While talking about those with more than 100K. It's very odd, to me, that there would be a lot of people with such large lump sums in an institution that is known to have issues or even one where there are no issues. Surely at this stage there is nobody that keeps more than that in any one place.

If the government try this tack with my credit union, or my husband's we will move to another credit union.  No way would I accept going to a bank.  I cannot wait until the day I never have to deal with a bank again.


----------



## Brendan Burgess

Hi Bronte

A lot of interesting points there.



> why didn't the central bank give the 53 million to Naas credit union to take over Newbridge.


The Central Bank did agree to indemnify Naas against losses from Newbrige. I am not sure of the mechanism, but I think it was from a direct input of cash.



> why not give Newbridge itself 53 million in return for a change of management


Newbridge failed as a Credit Union and I think it's right to close it down.  I would go further and say that the members should have lost their money, but that is not government policy.  



> why restrict that choice to a failed bank taking over a credit union.


They tried to get Naas to take it over, but they refused. The CB had no other option.



> Who identified the figure of 53 million. Was it Newbridge, the Central  bank, or did PTSB decide the figure. Did Naas know of the 53 million  deficiet.


I suspect that it was ptsb who insisted on a figure this high. 



> If there is any individual, or institution that has more than 100K, than  after all that has passed in the last 7 years, they are idiots.


I heard somwhere that there was only €2m in excess of €100k.  So most did take it out. 



> If the government try this tack with my credit union, or my husband's we  will move to another credit union.

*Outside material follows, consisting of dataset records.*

PR #1196, opened 2020-04-25
Pass schema object to processCode function

### LINKED ISSUE #1194: Pass schema to processCode

6.12.0

I am using the `processCode` option to instrument my generated code and it would be useful for my instrumentation to have access to information from my schemas.

I think the schema should be passed as a second parameter to the `processCode` function.

Yes.

awlayton:

This resolves #1194

I passed the schema to `processCode` when it is callled,
as well as updating the type definitions and README for `processCode`.

Nope.


README.md
```diff
@@ -1169,7 +1169,7 @@ Defaults:
   errorDataPath:    'object', // deprecated
   messages:         true,
   sourceCode:       false,
-  processCode:      undefined, // function (str: string): string {}
+  processCode:      undefined, // function (str: string, schema: object): string {}
```
epoberezkin, line 1172: Please also add comment in the lines 1281-2 below. `require('js-beautify').js_beautify` probably won't work anymore after this change, as it probably has some optional second parameter (it needs to be checked), so it has to be mentioned both in the docs and in the release notes what it has to be replaced with - not sure how many users would be affected... I am thinking to release over the next weekend to see if anything breaks. Alternatively it can be released on the `beta` branch in preparation for the next major version. I will think about it, but please add to the docs in any case.

epoberezkin (changes requested):
thank you - please see the comment re docs, all good otherwise.

epoberezkin:
thank you - I will release it on Saturday

PR #1216, opened 2020-05-13
[ajv.d.ts] Add missing argument for validateSchema function

brussee:
Fix types according to implementation and documentation: https://github.com/ajv-validator/ajv/blob/master/lib/ajv.js#L164

### DIFF
--- a/lib/ajv.d.ts
+++ b/lib/ajv.d.ts
@@ -74,9 +74,10 @@ declare namespace ajv {
     /**
     * Validate schema
     * @param {object|Boolean} schema schema to validate
+    * @param {Boolean} throwOrLogError pass true to throw (or log) an error if invalid
     * @return {Boolean} true if schema is valid
     */
-    validateSchema(schema: object | boolean): boolean;
+    validateSchema(schema: object | boolean, throwOrLogError?: boolean): boolean;
     /**
     * Get compiled schema from the instance by `key` or `ref`.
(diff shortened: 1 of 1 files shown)


brussee:
For people using [patch-package](https://github.com/ds300/patch-package) you may find the following gist useful until this PR is merged: https://gist.github.com/brussee/0011732e20dbcfd4c4e9d33748fa23f4

epoberezkin:
This wasn't documented in readme, let me please think if I want to legitimise this parameter - it was quite ad-hoc. Doc in code was needed mainly to appease linter about "this" (I think).

Why do you need this parameter becoming public api? Its name is quite confusing tbh...

brussee:
@epoberezkin Thanks for your reply and sorry for the delay.

My use case is that I want to know the reason if schema is invalid. The only way to get that information back to the caller is to have the `validateSchema` function throw an error with the message (is there another way?), which it only does right now if you set the `throwOrLogError` parameter to `true`.

I agree the name is confusing and I propose you choose between what I consider the C way vs. the C++ way of returning (status/exception) information from a function, e.g.:
`func foo(in, *err) { err = 'foo'; return -1; }`
`func foo(in) { throw Error('foo'); }`
If you want to support both, like you do now, maybe you can make a global setting instead of a parameter per function, because consistency is preferred in my opinion.

Thanks for your consideration!

brussee:
I just noticed the errors and errorsText are public API already, so I can use that instead.

epoberezkin:
You can indeed get the errors from the instance - thank you.

PR #1219, opened 2020-05-22
Add option for strictNumbers. Resolves #1128.

### LINKED ISSUE #1128: NaN and Infinity should fail type:number with option strictNumbers

https://github.com/epoberezkin/ajv/issues/182#issuecomment-219548557

Option changing type validation. Check if these values are coercible to strings - with this option coercion should fail too

Maybe

issacgerges:
#1128

Added an option for `strictNumbers` which is used in `checkDataType` to conditionally check `isFinite(date)`. Added documentation

The current behavior of `ajv` is that `integer` will always fail `NaN` and pass `Infinity` but `number` currently doesn't. To respect semver, this will continue to behave the same way, and this new option `strictNumbers` is off by default.

I'm unfamiliar with some of the internals of `ajv` and believe that my changes to `checkDataType` are sufficient. Also was unsure why y'all were using `data === data` vs `isFinite(data)` in integer (one will only fail `NaN`, the other will fail `NaN and pos/neg `Infinity`)

### DIFF
--- a/README.md
+++ b/README.md
@@ -1156,6 +1156,7 @@ Defaults:
   // strict mode options
   strictDefaults:   false,
   strictKeywords:   false,
+  strictNumbers:    false,
   // asynchronous validation options:
   transpile:        undefined, // requires ajv-async package
   // advanced options:
@@ -1250,7 +1251,9 @@ Defaults:
   - `false` (default) - unknown keywords are not reported
   - `true` - if an unknown keyword is present, throw an error
   - `"log"` - if an unknown keyword is present, log warning
-
+- _strictNumbers_: validate numbers strictly, failing validation for NaN and Infinity. Option values:
+  - `false` (default) - NaN or Infinity will pass validation for numeric types
+  - `true` - NaN or Infinity will not pass validation for numeric types
 
 ##### Asynchronous validation options
 
--- a/lib/compile/util.js
+++ b/lib/compile/util.js
@@ -36,7 +36,7 @@ function copy(o, to) {
 }
 
 
-function checkDataType(dataType, data, negate) {
+function checkDataType(dataType, data, strictNumbers, negate) {
   var EQUAL = negate ? ' !== ' : ' === '
     , AND = negate ? ' || ' : ' && '
     , OK = negate ? '!' : ''
@@ -49,15 +49,18 @@ function checkDataType(dataType, data, negate) {
                           NOT + 'Array.isArray(' + data + '))';
     case 'integer': return '(typeof ' + data + EQUAL + '"number"' + AND +
                            NOT + '(' + data + ' % 1)' +
-                           AND + data + EQUAL + data + ')';
+                           AND + data + EQUAL + data +
+                           (strictNumbers ? (AND + OK + 'isFinite(' + data + ')') : '') + ')';
+    case 'number': return '(typeof ' + data + EQUAL + '"' + dataType + '"' +
+                          (strictNumbers ? (AND + OK + 'isFinite(' + data + ')') : '') + ')';
     default: return 'typeof ' + data + EQUAL + '"' + dataType + '"';
   }
 }
 
 
-function checkDataTypes(dataTypes, data) {
+function checkDataTypes(dataTypes, data, strictNumbers) {
   switch (dataTypes.length) {
-    case 1: return checkDataType(dataTypes[0], data, true);
+    case 1: return checkDataType(dataTypes[0], data, strictNumbers, true);
     default:
       var code = '';
       var types = toHash(dataTypes);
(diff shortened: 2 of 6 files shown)


README.md
```diff
@@ -1246,11 +1247,13 @@ Defaults:
   - `false` (default) - ignored defaults are not reported
   - `true` - if an ignored default is present, throw an error
   - `"log"` - if an ignored default is present, log warning
-- _strictKeywords_: report unknown keywords in schemas. Option values:
```
issacgerges: This change is unrelated but appeared to be inconsistency in the docs

epoberezkin: sorry, not sure what was the inconsistency?

epoberezkin: "Option values:" is used in most options (if not all)...

lib/compile/util.js
```diff
@@ -50,14 +50,15 @@ function checkDataType(dataType, data, negate) {
     case 'integer': return '(typeof ' + data + EQUAL + '"number"' + AND +
                            NOT + '(' + data + ' % 1)' +
                            AND + data + EQUAL + data + ')';
+    case 'number': return '(typeof ' + data + EQUAL + '"' + dataType + '"' +  (strictNumbers ? (AND + OK + 'isFinite(' + data + ')') : '') + ')';
```
epoberezkin: The reason to use `data === data` is because it's ES5 compatible.
isFinite was only added in ES6 (I think), so it would only be possible if ajv drops ES5 support for generated code...
If I am correct about ES6, then it should be `data === data && data !== Infinity && data !== -Infinity` in the generated code.

spec/options/strictNumbers.spec.js
```diff
@@ -0,0 +1,66 @@
...
+    });
+
+    it('should not impact validation for NaN as type integer', function() {
+      var validate = ajv.compile({type: 'integer'});
+      validate(1).should.equal(true);
+      validate(NaN).should.equal(false);
+      validate(Infinity).should.equal(true);
+    });
+  });
+});
```
epoberezkin: It's very thorough - thanks. I suggest taking `false` and default  test into some function as it's exactly the same test for two option values - so it is clear that the behaviour for `false` and default is the same.

Something like:

```javascript
describe('strictNumbers default', testWithoutStrictNumbers(new Ajv))
describe('strictNumbers = false', testWithoutStrictNumbers(new Ajv({strictNumbers: false})))

function testWithoutStrictNumbers(_ajv) {
  return function () {
  // ...
  }
}
```

epoberezkin (changes requested):

epoberezkin:
@issacgerges thank you - added some comments.

README.md
issacgerges: You're right, my mistake

lib/compile/util.js
issacgerges: It appears as though `isFinite` is available in ES5 (I think it's actually been there since the beginning) although it didn't start hanging off the `Number` prototype since ES6. This code should still work in es5. https://www.ecma-international.org/ecma-262/5.1/#sec-15.1.2.5

issacgerges:
Hey @epoberezkin made the changes you suggested. I ended up leaving `isFinite` and linked to the spec showing it is ES5 compatible. I think you were thinking of `Number.prototype.isFinite` not `isFinite`

issacgerges:
@epoberezkin any other changes you'd like me to make?

lib/compile/util.js
epoberezkin: cool, then it can be used (needs some benchmarking, but https://jsbench.me/ shows them as equal)

spec/options/strictNumbers.spec.js
```diff
@@ -0,0 +1,47 @@
...
+      validate(1).should.equal(true);
+      validate(NaN).should.equal(false);
+      validate(Infinity).should.equal(false);
+    });
+
+    it('should not impact validation for NaN as type integer', function() {
+      var validate = ajv.compile({type: 'integer'});
+      validate(1).should.equal(true);
+      validate(NaN).should.equal(false);
+      validate(Infinity).should.equal(true);
```
epoberezkin: Just noticed it, sorry - I think integer should also not allow Infinity with strictNumbers.

epoberezkin:
> @epoberezkin any other changes you'd like me to make?

made one small comment about integer with strict numbers - sorry, missed it before.

Almost there.

spec/options/strictNumbers.spec.js
epoberezkin: I don't think anybody would want to have a separate option and integers are also numbers (i.e. they would not fail validation with type: 'number'). The idea of type: 'integer' is to impose stricter constraint than number, but in this case it becomes somewhat overlapping rather than stricter.

epoberezkin: And I would also add non-integer examples to the tests, to make sure nothing was broken with the new option (e.g. 1.1 would pass number but fail integer).

issacgerges:
> > @epoberezkin any other changes you'd like me to make?
> 
> made one small comment about integer with strict numbers - sorry, missed it before.
> 
> Almost there.

no worries @epoberezkin, I believe I should have met all your requests this time. let me know!

epoberezkin:
Thank you!

Issue #1228, opened 2020-06-11
Document creating pre-compiled schemas for CSP with ajv-cli


GrahamLea:
**What problem do you want to solve?**
Easily understanding how to use ajv with a Content Security Policy that doesn't include `unsafe-eval`.

**What do you think is the correct solution to problem?**
The README.md should contain a section on how to use `ajv-cli` to create and use pre-compiled schemas. I found how to do this eventually, but only after lots of googling.

**Will you be able to implement it?**
Nope.

epoberezkin:
There is the part about  ajv-cli: https://github.com/ajv-validator/ajv/blob/master/README.md#command-line-interface

The structure definitely needs to be improved - there is a recent ticket about it.

It would be great if you could suggest the amendments based on your experience.

PR #1239, opened 2020-06-30
Document pre-compiled schemas for CSP in README

GrahamLea:
Pre-compiled schemas are a workaround for maintaining a secure Content Security Policy (CSP)

#1228

Added two paragraphs to the README

Unlikely

### DIFF
--- a/README.md
+++ b/README.md
@@ -238,13 +238,14 @@ Ajv is tested with these browsers:
 __Please note__: some frameworks, e.g. Dojo, may redefine global require in such way that is not compatible with CommonJS module format. In such case Ajv bundle has to be loaded before the framework and then you can use global Ajv (see issue [#234](https://github.com/ajv-validator/ajv/issues/234)).
 
 
-### Ajv & Content Security Policies (CSP)
+### Ajv and Content Security Policies (CSP)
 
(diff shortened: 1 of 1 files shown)


GrahamLea:
I've added this under the "Using in browser" section, but it could also fit in the "Security considerations" section.
I didn't add it to the menu at the top as I wasn't sure whether it needed to contain all level 3 headings.

epoberezkin:
Thank you. I think it is important to comment somehow that the schemas, if they successfully compile, are equivalent, but that not everything that can be compile with ajv can be processed with ajv-pack. As is the change may create impression that the compiled schemas are not equivalent.

Re placement - I don't mind either way, it's ok in browser section, there can be a link from security section if you like.

GrahamLea:
> I think it is important to comment somehow that the schemas, if they successfully compile, are equivalent, but that not everything that can be compile with ajv can be processed with ajv-pack.

Ah, yeah, thanks. I wasn't totally sure on what the deal was there. i.e. whether the limitations were in compiling or in the functionality of the compiled schemas. I've revised that text now to be clearer.

Also added a Contents link and a link from the Security section.

PR #1243, opened 2020-07-13
Bugfix should skip extendError if "error" option is "full" for custom keyword validate function

PhoenixHe-NV:
#1244

### DIFF
--- a/lib/dot/custom.jst
+++ b/lib/dot/custom.jst
@@ -180,7 +180,9 @@ var {{=$valid}};
           if (vErrors === null) vErrors = {{=$ruleErrs}};
           else vErrors = vErrors.concat({{=$ruleErrs}});
           errors = vErrors.length;
-          {{# def.extendErrors:false }}
+          {{? $rDef.errors != 'full' }}
+            {{# def.extendErrors:false }}
+          {{?}}
         } else {
           {{= def_customError }}
         }
--- a/spec/issues/1244_custom_validate_should_skip_extenderrors.spec.js
+++ b/spec/issues/1244_custom_validate_should_skip_extenderrors.spec.js
@@ -1,0 +1,43 @@
+'use strict';
+
+var Ajv = require('../ajv');
+require('../chai').should();
+
+
+describe('issue #1244: Should skip extendError if "error" option is "full"', function() {
+  it('should skip extendError if "error" option is "full"', function() {
+    var ajv = new Ajv({
+      verbose: true
+    });
+    ajv.addKeyword("propertyMustBeTrue", {
+      // eslint-disable-next-line no-unused-vars
+      validate: function v(schema, data, _parentSchema, dataPath) {
+        if (data && !data[schema]) {
+          v.errors = [{
+            keyword: "propertyMustBeTrue",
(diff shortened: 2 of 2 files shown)


PhoenixHe-NV:
Will add test later

PhoenixHe-NV:
@epoberezkin Could you please help to review this PR？Our product depends a lot on error reporting in ajv and is currently blocked by this bug. Thanks！

epoberezkin:
@NullMDR Thank you. I am looking. I think there might have been some reasoning behind the decision to call extend anyway, trying to find the traces from the time...

PhoenixHe-NV:
@epoberezkin Any update on this one?

PhoenixHe-NV:
ping @epoberezkin

PhoenixHe-NV:
ping @epoberezkin . Our code depends on ajv will go live soon and because of this bug we still need to maintain a fork of ajv. Could you please help to review this PR?

epoberezkin:
Sorry for the delay - I've reviewed it now.

The reason that the errors are extended with `dataPath` and `schemaPath` properties in all cases but custom **inline** keywords and `errors: "full"` option of a custom keyword, is that "compile", "validate" or "macro" custom keywords (i.e. all but inline keywords) do not have the current schema path to include it in errors. The "full" value of this option is only intended for "inline" keywords - so the current behaviour is not a bug, it is documented here: https://github.com/ajv-validator/ajv/blob/master/CUSTOM.md#reporting-errors-in-custom-keywords.

I think that it would be a breaking change and it would also require changing API to pass `schemaPath` to custom keywords or, maybe, extending errors only with `schemaPath` leaving `dataPath` as is if it is present. We need to think how custom keywords other than inline should change in v7, there are many objectives for keywords - I am working on it now.

Also, currently dataPath is overridden by extendError [only if it is not set](https://github.com/ajv-validator/ajv/blob/master/lib/dot/custom.jst#L68) - so you already can set dataPath in your errors. If you need to have `data` property in errors, you need to use `verbose: true` option in Ajv (although in your test case it would be the whole object rather than the specific property - it is where keyword is defined). Any other information can be included in `params` property of the error.

A smaller possible change would be to only set `.data` property in errors only if it is not already set ([here](https://github.com/ajv-validator/ajv/blob/master/lib/dot/custom.jst#L75)) - that would allow setting it in your custom keyword handler. If this line is changed to `if ({{=$ruleErr}}.data === undefined) {{=$ruleErr}}.data = {{=$data}};` your test would pass. That may be an option for v6 - I will think about it.

epoberezkin:
@NullMDR would this change work for you?

PhoenixHe-NV:
Oh yes thanks @epoberezkin . I'll test again with your proposed changes for check data undefined in extendError. 

What do you mean by "an option for v6"? And what's v7 anyway?

epoberezkin:
> What do you mean by "an option for v6"

this change could be possible in the current major version of Ajv (v6)

> And what's v7 anyway?

the next major version (WIP in v7-alpha branch)

epoberezkin:
closing it, the code has completely changed now.

PR #1251, opened 2020-07-22
Fix uri scheme validation

ChALkeR:
`foo,bar:baz` is not a valid uri.

Refs: https://github.com/json-schema-org/JSON-Schema-Test-Suite/pull/419


epoberezkin:
Probably worth updating JSON-Schema-test-suite.

It has to be added to ajv-formats too now...

ChALkeR:
That JSON-Schema-test-suite PR is not landed yet.

ChALkeR:
https://github.com/ajv-validator/ajv-formats/pull/1 for `ajv-formats` :slightly_smiling_face:

PR #1262, opened 2020-08-21
Add _opts property type in Ajv.Ajv

### LINKED ISSUE #1253: using "_opt.defaultMeta" in TypeScript
v6.12.3

**Your typescript code**

```typescript
import metaSchema from 'ajv/lib/refs/json-schema-draft-04.json';

// create Ajv instance(ajv) and more code...
ajv._opts.defaultMeta = metaSchema.id;
...
```

**Typescript compiler error messages**

```
Property '_opts' does not exist on type 'Ajv'.
```

**Describe the change that should be made to address the issue?**
Add type definition for "_opt".
Please tell me If there are other solutions.

I'll do this if a fix is ​​needed.

b4h0-c4t:
resolve #1253 issue.

Add type declaration Ajv.Ajv._opt

The reason why I set any type is other any object( ex. `_metaOpts` ) could not compatible with detailed objects.

### DIFF
--- a/lib/ajv.d.ts
+++ b/lib/ajv.d.ts
@@ -137,7 +137,7 @@ declare namespace ajv {
     */
     errorsText(errors?: Array<ErrorObject> | null, options?: ErrorsTextOptions): string;
     errors?: Array<ErrorObject> | null;
-    _opts: any;
+    _opts: Options;
   }
 
   interface CustomLogger {
--- a/lib/ajv.d.ts
+++ b/lib/ajv.d.ts
@@ -137,6 +137,7 @@ declare namespace ajv {
     */
     errorsText(errors?: Array<ErrorObject> | null, options?: ErrorsTextOptions): string;
     errors?: Array<ErrorObject> | null;
+    _opts: any;
   }
 
   interface CustomLogger {


epoberezkin (changes requested):
Shouldn’t it be the same interface as for Options?

b4h0-c4t:
@epoberezkin 
Thanks for your review.
I think `Options` do not have some `x._opts` properties. (e.x. defaultMeta)

b4h0-c4t:
Self-resolved.
`defaultMeta` can translated `meta`.

epoberezkin:
I am thinking it may be best to wait a bit until v7 is released in a week or so...

epoberezkin:
It might be important to access this property though - defaultMeta is not the same as meta, so it should be added too.

Merging it.

alasdairhurst:
@epoberezkin @b4h0-c4t is `defaultMeta` intended to be accessed exclusively via ajv._opts or is it available to be set in the constructor as part of the public API?

right now it's undocumented and i don't see  any recommendation for using it other than from the old v5 docs, but it seems to work if you set it in the constructor as long as you add the relevant metaSchema straight afterwards. Maybe i'm missing something important though.

PR #1289, opened 2020-09-23
fix issue1092

willson-chen:
https://github.com/ajv-validator/ajv/issues/1092

Report all duplicates with uniqueItems: "all" option.

Test cases

### DIFF
--- a/lib/ajv.ts
+++ b/lib/ajv.ts
@@ -91,6 +91,7 @@ interface CurrentOptions {
   $data?: boolean
   allErrors?: boolean
   verbose?: boolean
+  uniqueItems?: boolean | string
   $comment?:
     | true
     | ((comment: string, schemaPath?: string, rootSchema?: AnySchemaObject) => unknown)
@@ -146,7 +147,6 @@ interface RemovedOptions {
   strictDefaults?: boolean
   strictKeywords?: boolean
   strictNumbers?: boolean
-  uniqueItems?: boolean
   unknownFormats?: true | string[] | "ignore"
   cache?: any
   serialize?: (schema: AnySchema) => unknown
@@ -169,7 +169,6 @@ const removedOptions: OptionsInfo<RemovedOptions> = {
   strictDefaults: "It is default now, see option `strict`.",
   strictKeywords: "It is default now, see option `strict`.",
   strictNumbers: "It is default now, see option `strict`.",
-  uniqueItems: '"uniqueItems" keyword is always validated.',
   unknownFormats: "Disable strict mode or pass `true` to `ajv.addFormat` (or `formats` option).",
   cache: "Map is used as cache, schema object as key.",
   serialize: "Map is used as cache, schema object as key.",
--- a/lib/vocabularies/validation/uniqueItems.ts
+++ b/lib/vocabularies/validation/uniqueItems.ts
@@ -21,7 +21,7 @@ const def: CodeKeywordDefinition = {
   error,
   code(cxt: KeywordCxt) {
     const {gen, data, $data, schema, parentSchema, schemaCode, it} = cxt
-    if (!$data && !schema) return
+    if (!$data && !schema || it.opts.uniqueItems === false) return
     const valid = gen.let("valid")
     const itemTypes = parentSchema.items ? getSchemaTypes(parentSchema.items) : []
     cxt.block$data(valid, validateUniqueItems, _`${schemaCode} === false`)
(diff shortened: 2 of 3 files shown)


epoberezkin:
@willson-chen cool - thanks. I was trying to reduce the number of options and iniqueItems was removed too :)

My main concern with doing it this way, is that it can be easily exploited because the number of errors can be up to n^2 (if all items are the same). Also it will be different whether O(n) or O(n^2) algorithm is used.

I think we need to figure out how to have consistent error reporting regardless which algorithm is used... If that is achieved, then it can be just done under allErrors option, without the need for an additional option.

If somebody wants to disable uniqueItems completely they can remove the keyword and either use {strict: false} or more granular {keywords: {uniqueItems: true}}, so no need for a separate option either.

epoberezkin:
For example, instead of reporting error params as `{i, j}` (which is quite odd btw :) it could report each group of duplicates
 as `{duplicates: [...]}` with all duplicates collected in one array (and without allErrors there will be only two duplicates there). In this case when all items are the same there will be just one error.

It probably can be done if the keyword only reports the errors after the full scan, not in the process, collecting the duplicates in some data structure.

I would probably also add a warning when n^2 algorithm is used, maybe with option to suppress (e.g. allowSlowUniqueItems) - it will be consistent with the rest strict mode options.

epoberezkin:
sorry, it got automatically closed when I merged v7-alpha into v7-beta... - I don't seem to be able to edit it.

willson-chen:
@epoberezkin Sorry, I am late, next I will try to solve this problem, but before that I want to know:
1. Regardless of algorithm O(n) or O(n^2), must the error report be kept exactly the same?
2. If the `errors` are summarized in the `errorsText` method, the `errors` with the same `keyword` will be stored in the same array, for example, in the following example:
```
var ajv = new Ajv({allErrors: true});
const schema = {
  "type": "array",
  "items": {"type": "string"},
  "uniqueItems": true
}

var data = ["1", "1", "1",1,"1","1"];

var valid = validate(data);

if (valid) console.log('Valid!');
else {
  console.log('Invalid: ' + ajv.errorsText(validate.errors));
}
```
After processing `errors` in the `errorsText` method, we get two arrays:
```
[
  {
    keyword: 'type',
    dataPath: '/3',
    schemaPath: '#/items/type',
    params: { type: 'string' },
    message: 'should be string'
  }
]
```
and 
```
[
  {
    keyword: 'uniqueItems',
    dataPath: '',
    schemaPath: '#/uniqueItems',
    params: { i: 4, j: 5 },
    message: '5 and 4'
  },
  {
    keyword: 'uniqueItems',
    dataPath: '',
    schemaPath: '#/uniqueItems',
    params: { i: 2, j: 4 },
    message: '4 and 2'
  },
  {
    keyword: 'uniqueItems',
    dataPath: '',
    schemaPath: '#/uniqueItems',
    params: { i: 1, j: 2 },
    message: '2 and 1'
  },
  {
    keyword: 'uniqueItems',
    dataPath: '',
    schemaPath: '#/uniqueItems',
    params: { i: 0, j: 1 },
    message: '1 and 0'
  }
]
```
Then deal with the same error in the above array. Is this feasible?

epoberezkin:
Hi @willson-chen - thank you.

1. ON^2 vs ON - the list of errors will inevitably be different as ON algorithm doesn’t consider items when the type is wrong, so it won’t report any duplicates there. The shape of the errors should be the same though - indices of all same duplicates will be collected in one error object (with possibly multiple groups of duplicates, each group reported as a separate error). Alternatively, duplicates property could be array of arrays of indices - not sure what is more ergonomic for users - this or multiple errors.

2. In your example you have ON algorithm (because there is type in items and it’s primitive), but if it were ON2 algorithm you would have roughly N^2/2 errors. So collecting them in array and then merging would be very expensive for large arrays - not only you have N2 execution, but also N2 allocation... Possibly, there should be some configurable threshold after which it switches from N2 iteration with smaller constant factor (comparing using equal) to N iteration with larger constant factor - stable-stringifying and storing strings in hash. Benchmarks can help find what is the reasonable threshold.

Also, as @ChALkeR pointed out at some point, large hash maps increase insertion time (as they get “full” and stop being OlogN), so maybe it’s worth experimenting with benchmarks further and either switch to Maps (maybe they are faster) or to sorting - that is surprisingly faster on large arrays...

Either way, I think some additional data structure to track indices of duplicates should be kept using some hash maps so when something matches something it can check that it’s a known duplicate and add the index to the existing list or if it’s a new duplicate pair to create a new array for duplicates indices. Once all duplicates lists are collected, it would report all errors (or one error - TBD) at once, in a loop. A classic CS problem...

So in your example you should only have one error in any case.

Issue #9329, opened 2022-10-28
custom topic items not working


Ruud68:
**Describe the bug**
when creating custom topic items these are not working correct (images not found)
**To Reproduce**

1. copy directory + contents ./media/kunena/topic_icons/default to ./media/kunena/topic_icons/test
2. select a Kunena category in the back-end and set 'test' as topic icons (instead of default)

**Expected behavior**
When browsing the category, the icons should be okay

**Actual result**
icons (svg) are taken from ./media/kunena/core/svg/test/[filename]

which is not existing as the icons for this set (and for the default set as well!!) are in ./media/kunena/topic_icons/test

Joomla version: 4.2.4
Kunena version: 6.0.4-dev
Php version: 8.0

rich20:
Confirmed
It shows this error:
Warning: DOMDocument::load(): I/O warning : failed to load external entity "/.../media/kunena/core/svg/own_symbols/user/default.png/user/file.svg" in /.../libraries/kunena/src/Icons/KunenaSvgIcons.php on line 68

Ruud68:
This is something I never got my head around in Kunena.
The topic icons are dependent on the labels.xml. That can be changed via adding a labels.xml to the template config directory. Never understood how these interacted, now I am migrating a site that is actually using topic icons and custom labels and can't seem to get it working.
Is there some sort of documentation on how to set that up? If I understand how it works (without wrestling though all the code to reverse engineer it, then maybe we can discuss how to change / fix as we now have an opportunity as what was working in K5 is not migrated over to K6

rich20:
Topics icons and labels are two different things. 
The labels.xml can be copied to /components/com_kunena/template/aurelia/config/ and edited. The symbols you can change in it only affect the labels themselves, if you use Fontawesome (see image).
![image10](https://user-images.githubusercontent.com/888847/198710984-b204416c-0aae-4a36-9a65-57e7252fc151.png)

In principle you need only two changes.
Example:
id="0" name="COM_KUNENA_LABELS_QUESTION" b2="question-sign" b3="question-sign" fa="question-circle" labeltype="primary"

id="0" name="**your definition**"  b2="question-sign" b3="question-sign" fa="car" labeltype="**secondary**"
If you change the label type, you get a separate class

```
.badge.me-1.bg-secondary {
  background: green !important;
}
```

The topic symbols can be changed in the topicicons.xml. To do, you just had to copy and rename the folder "default" and edit the contained topicicons.xml.
[...]

PR #9342, opened 2022-10-31
fixed topicicons + svg icons on labels

Ruud68:
Pull Request for Issue #9329 . 
 
#### Summary of Changes

- topic_icons default where using svg files from media/kunena/core/svg and not the ones in media/kunena/topic_icons/default/[user|system]/[svgiconname]
- custom topic_icons where not loading svg icons
- media/kunena/core/svg is now set as fallback when svg icon configured is not found (this because all used svg icons in default topic_icons are not in hte user / system svg directory
- labels.xml now has possibility to also use svg icons (next to bs3 and fa)

 
#### Testing Instructions

- install PR and check if all icons (svg) are displaying as before
- add custom topic_icons set and check if icons are correct as configured
- load default labels.xml and check if when svg is configured, svg icons are loaded and displayed
-  create labels.xml in template config directory and configure svg icons

### DIFF
--- a/src/libraries/kunena/src/Icons/KunenaSvgIcons.php
+++ b/src/libraries/kunena/src/Icons/KunenaSvgIcons.php
@@ -52,11 +52,19 @@ class KunenaSvgIcons
 		}
 		elseif ($group == 'systemtopicIcons')
 		{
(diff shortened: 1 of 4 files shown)


Leen29:
Files on testsite modified and tested and works.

All the depositors in Newbridge/ptsb are free to withdraw their money and put it wherever they like. I presume that Naas and other local Credit Unions will accept them as members. But if all the deposits in Newbridge went to Naas, it would cause huge problems for Naas.


----------



## Bronte

Brendan Burgess said:


> The Central Bank did agree to indemnify Naas against losses from Newbrige. I am not sure of the mechanism, but I think it was from a direct input of cash.
> 
> Newbridge failed as a Credit Union and I think it's right to close it down. I would go further and say that the members should have lost their money, but that is not government policy.
> 
> I suspect that it was ptsb who insisted on a figure this high.
> 
> I heard somwhere that there was only €2m in excess of €100k. So most did take it out.
> 
> But if all the deposits in Newbridge went to Naas, it would cause huge problems for Naas.


 
If the CB agreed to indemnity Naas, that it doesn't make sense that Naas refused the business. 

We didn't close down many of the banks that failed, so I don't agree that we should close down Newbridge by getting a failed bank to take it over and apparently said bank has dictated the figure to the CB. PTSB are as good as the Newbridge lot. So a wipeout of management at Newbridge would equally have been as good a solution, in my opinion. And if PTSB dictated the 53 million, would a new board of management at Newbridge have cost less. 

Re the 2M. So if Newbridge went bust, some people would have lost 2 Million, but everbody else would have been fine. Would the vast majority of people have been better off if Newbridge were liquidated. 

Why would it be a problem for Naas if all the deposits went to Naas, in any case if people were moving, they'd also like to move their loans.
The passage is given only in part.